The HIF-1α inhibitory activity of SC39 peptides. (A) The effect of SC39 peptides on hypoxia-inducible factor-1α (HIF-1α) protein accumulation. HepG2 cells were pretreated with SC39 peptides for 1 h at the indicated concentrations and then exposed to 1% O2 for 4 h. HIF-1α, cyclin D1, and tubulin protein levels were measured by western blot analysis. The level of tubulin was used as an internal control. (B) The effect of SC39 peptides on vascular endothelial growth factor (VEGF) expression. HepG2 cells were pretreated with SC39 peptides for 1 h at the indicated concentrations and then exposed to 1% O2 for 16 h. The concentration of VEGF protein in the culture supernatant was determined by a VEGF-specific ELISA. *P < 0.01 versus the hypoxic control. Each value represents the mean ± SE from three independent experiments.

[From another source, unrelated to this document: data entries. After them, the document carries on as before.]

Issue #337, opened 2026-06-08
[TASK] Implement optional key-based log compaction (v2 segment, atomic swap, sparse offsets)


ELares:
Follow-up from #83 (PR #332), which SPECIFIED optional key-based log compaction in `docs/COMPACTION.md`. Implementation is future work (M2 was a design milestone; the spec is explicit that compaction is opt-in, off-by-default, and edge-hostile).

Implement per `docs/COMPACTION.md`:
- The cleaner: read N adjacent dirty sealed segments, build a key-to-latest-offset map, write survivors keeping ORIGINAL offsets (sparse) into a fresh `version=2` compacted segment, fsync, then the single atomic commit (durable appearance), then rename-then-unlink the originals.
- The v2 compaction-metadata footer block (covered_base_offset/covered_end_offset/covered_base_seq/covered_end_seq/highest_covered_source_id + block_crc) and the `COMPACTED` flag bit; the `version=2` fail-closed bump (a v1 reader refuses a compacted log).
- Recovery resolves overlapping ranges from headers/footer-block via longest-valid-prefix with no compaction-specific repair; tombstone TTL (24h); rate-limited + append-yielding + off-by-default; `compact_and_delete` runs the reaper first.
- DEPENDS ON: sparse-offset reader/index tolerance + the non-loss `Compacted` gap marker (coordinate with #9 reader gap semantics and the #59 SkipEvent), which the current dense-offset read paths (`Engine::poll`, `Log::read_from`, the offline reader) do not yet have. Those are prerequisites.

Design, the no-manifest atomic-swap reconciliation, and the crash-safety argument are in `docs/COMPACTION.md`. refs #83, #13, #9, #59.

ELares:
Implemented in #409 (off by default, opt-in): the cleaner + the additive v2 compacted segment format (COMPACTED flag bit, 44-byte covered-range footer block, fail-closed version=2 bump) + the no-manifest atomic swap + recovery's overlapping-range resolution from the footer metadata + sparse-offset reads (the #346 Compacted gap reason). Crash-safety proven with the fault-fs + ManualClock (crash before/after the commit point, before-vs-after-identical recovery, no record lost or doubled); I1 to I5 hold across compaction + crash; v1 segments byte-identical; format-registry re-pinned. Deferred as safe follow-ups: byte-based min_dirty_ratio accounting, a standalone CLI compact verb, an explicit tombstone flag bit.

PR #408, opened 2026-06-09
feat(proto): consumer-visible sparse-offset gap marker on DELIVER (#346)

### LINKED ISSUE #346: [TASK] Deliver the consumer-visible sparse-offset gap marker on the DELIVER stream (#59 residual)
Follow-up carved out of #59 (closed for M2: the SkipEvent schema, the offset contract, the metric set, the crash-injection harness, and worked examples all landed in #344). One #59 acceptance criterion is an IMPL task that remains open and is tracked here.

The recovery-side half is done: skipped ranges leave a permanent hole, the next valid record keeps its original offset, and `loss-report.v1` records each skip with `byte_offset_start` / `byte_offset_end` (the resync point). The **consumer-facing half is not implemented**: there is no over-the-wire gap marker. The proto has only `Deliver` (tag 13); no `GapMarker` FrameType exists, so a consumer reading the DELIVER stream across a recovered skip sees offsets jump with no explicit signal that a bounded, reported loss occurred in the hole.

## Scope
- Add a consumer-visible gap marker on the DELIVER stream (a new FrameType, frozen-tag-pinned, append-only after the current max tag) carrying the gap's offset range and byte count, sourced from the already-frozen `loss-report.v1` skip record.
- Coordinate the delivery semantics with the #9 consumer model (cursor advancement across a hole, at-least-once interaction, whether the marker is at-least-once or best-effort, group/broadcast behavior).
- Client-side: surface the gap to the consumer API so a reader can observe "a reported loss of N bytes spanned offsets [a, b)" rather than inferring it from an offset jump.
- Tests: a consumer reading across a recovered torn-tail / mid-log-corruption skip receives the exact gap marker (range + bytes) matching the recovery-side `loss-report.v1` event.

## Why it was deferred
#59's design, schema, metric, and recovery-side crash/fuzz harness are complete and frozen; the over-the-wire delivery contract depends on the #9 consumer model and is a wire-protocol addition (new frame tag) better done as its own reviewed change than folded into the schema-reconciliation PR.

Refs #59, #9, #8.

ELares:
Closes #346

## What

Implements the consumer-facing half of the #59 sparse-offset contract: a consumer-visible **gap marker** on the DELIVER stream that tells a reader the half-open offset span `[from, to)` is PERMANENTLY ABSENT (skipped), so a consumer that tracks contiguity learns an offset jump is a bounded, REPORTED gap rather than message loss.

## Mechanism (additive frame, opt-in)

- **New `GapMarker` FrameType (tag 21)**, appended after the current max tag (`PubAckDuplicate` = 20). `GapMarkerBody` = `from: u64`, `to: u64` (exclusive), `bytes_skipped: u64`, `reason: u8` (`1` = trimmed, `2` = compacted/reserved for #337), a fixed 25 bytes, sourced from the frozen `loss-report.v1` skip record. The **`Deliver` (tag 13) body is UNCHANGED** (dedicated frame, not a flag/field on DELIVER), so the DELIVER codec stays frozen.
- **Per-consumer OPT-IN** via an AND-negotiated handshake capability bit (`Connect` bit 2 `CONNECT_FLAG_WANTS_GAP_MARKER` / `Info` bit 2 `INFO_FLAG_GAP_MARKER`), a pure flag carried in the existing #292 handshake block (no new field bytes).

## Where it is wired

- **Engine unchanged.** `Poll::Truncated { earliest_retained, skipped }` is the existing skip outcome. The **session** maps it: for a gap-marker consumer it emits `GapMarker` with `to == earliest_retained`, `from == earliest_retained - skipped`, `reason = TRIMMED`, `bytes_skipped = 0` (a force-reap trim is byte-untracked); for a legacy consumer it emits the unchanged `Truncated` (tag 18). The two NEVER double-signal.
- **Client** surfaces a skipped span as a typed `Fetch::gaps` event (distinct from a delivery and end-of-stream), opt-in via `ClientConfig::request_gap_marker` / `Client::gap_marker_enabled`.

## Backward-compat

The bundled client REFUSES an unknown frame tag (`ClientError::UnknownFrameType`), so the new frame is gated behind the handshake capability: the server only sends tag 21 to a consumer that advertised it. An old consumer keeps `Truncated` and is **never sent the new tag**; a new client against an old server (empty `Info`) leaves the capability off and keeps `Truncated`. `OFFSET_TRIMMED` is subsumed cleanly (one signal per gap, richer for a capable consumer). Offset monotonic / never-reuse invariants are untouched; the marker only makes the existing sparse-offset gap explicit.

## Tests with teeth

- Server: a gap-marker consumer reading across a force-reaped span gets EXACTLY ONE `GapMarker` with the exact `[from, to)` + `TRIMMED` reason and ZERO `Truncated` (no double-signal); a contiguous stream yields no spurious marker; `Info` confirms the capability only when the client advertised it.
- Client: a `GapMarker` frame surfaces as the typed `Gap`; it counts against credit; an old server leaves the capability off and the legacy `Truncation` still surfaces.
- Proto: round-trip proptest, cap-before-alloc short/overlong rejection, unknown-reason tolerance, re-pinned FrameType golden test + `ALL_TYPES`.
- Fuzz: `gap_marker_body` target + content-addressed regression seeds, wired into the replay test, `TARGETS`, and the nightly soak.

## Local gate

`cargo fmt --all -- --check`, `cargo clippy --workspace --all-targets -- -D warnings -W clippy::pedantic`, and `cargo test --workspace` all green. No em/en dash. No unwrap/expect/panic in non-test paths; no unsafe; `ironbus-core` untouched (IO-free).


ELares:
Independent adversarial review APPROVE, no blockers. The FrameType freeze is extended additively (tag 21 appended, 1..20 byte-for-byte unchanged, golden test re-pinned), backward-compat is opt-in AND-negotiated (an old client is never sent tag 21, teeth-proven by breaking the gate), there is exactly one marker with the correct range+reason and zero double-signal on a contiguous stream, the fixed-25-byte body decodes with no attacker-controlled length (over-alloc structurally impossible, fuzz target + seeds), and the offset invariants are untouched (engine unchanged). Merging.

Next, we investigated the effect of SC39 peptides on the angiogenesis-promoting potential of HepG2 cells cultured under hypoxic conditions. The conditioned media from the HepG2 cells incubated in the presence or absence of SC39 peptides during hypoxia were collected, and their effects were investigated using an in vitro angiogenesis assay. The media was found to activate the invasion of HUVECs, whereas those from SC39 peptide-treated HepG2 cells blocked the hypoxia-induced tumor angiogenesis of HUVECs in a dose-dependent manner (Fig. 6). These results demonstrate that SC39 peptides may inhibit tumor cell-induced angiogenesis through the suppression of the HIF-1α-mediated angiogenic signaling.
Fig. 6.

The effect of SC39 peptides on tumor cell-induced angiogenesis. HepG2 cells were pretreated with SC39 peptides for 1 h and then exposed to 1% O2 for 16 h. Conditioned media (CM) from HepG2 cells in each culture condition were used for the in vitro endothelial cell invasion assay. *P < 0.01 versus the hypoxic control. Each value represents the mean ± SE from three independent experiments.

CONCLUSION

AMPs have been primarily studied and developed as potential drug candidates for combating infections and microbial drug resistance (Brogden, 2005). However, recent reports have revealed that AMPs also possess other biological activities because of their diverse structural properties and specific mechanisms of action (Pushpanathan et al., 2013). Particularly, their use as anticancer peptides has proved to be a resourceful strategy for targeted cancer therapy via efficient tissue penetration and uptake, higher selectivity, and reduced harmful effects (Gaspar et al., 2013; Thundimadathil, 2012). Accumulating evidence suggests that AMPs may display anticancer effect through varied modes of action, including the disruption of plasma/mitochondrial membranes, necrosis, apoptosis, mediated immunity, membrane receptor involvement, inhibition of DNA synthesis, and antiangiogenesis (Gaspar et al., 2013; van Zoggel et al., 2012). We recently isolated the fraction containing lipophilic AMPs from the culture supernatant of EML-CAP3, a new endophytic bacterial strain isolated from red pepper leaf. In this study, we found that the newly obtained AMPs exhibited potent antiangiogenic activity both in vitro and in vivo with no cytotoxicity. Furthermore, these angiostatic peptides effectively inhibited tumor cell-induced angiogenesis by down-regulating HIF-1α and its target gene, VEGF. In conclusion, to the best of our knowledge, ours is the first study to report on the antiangiogenic potential of the lipophilic AMPs isolated from the endophytic bacterial strain EML-CAP3. Further investigations identifying their structures and specific molecular target(s) could provide new insights into their regulation of angiogenesis.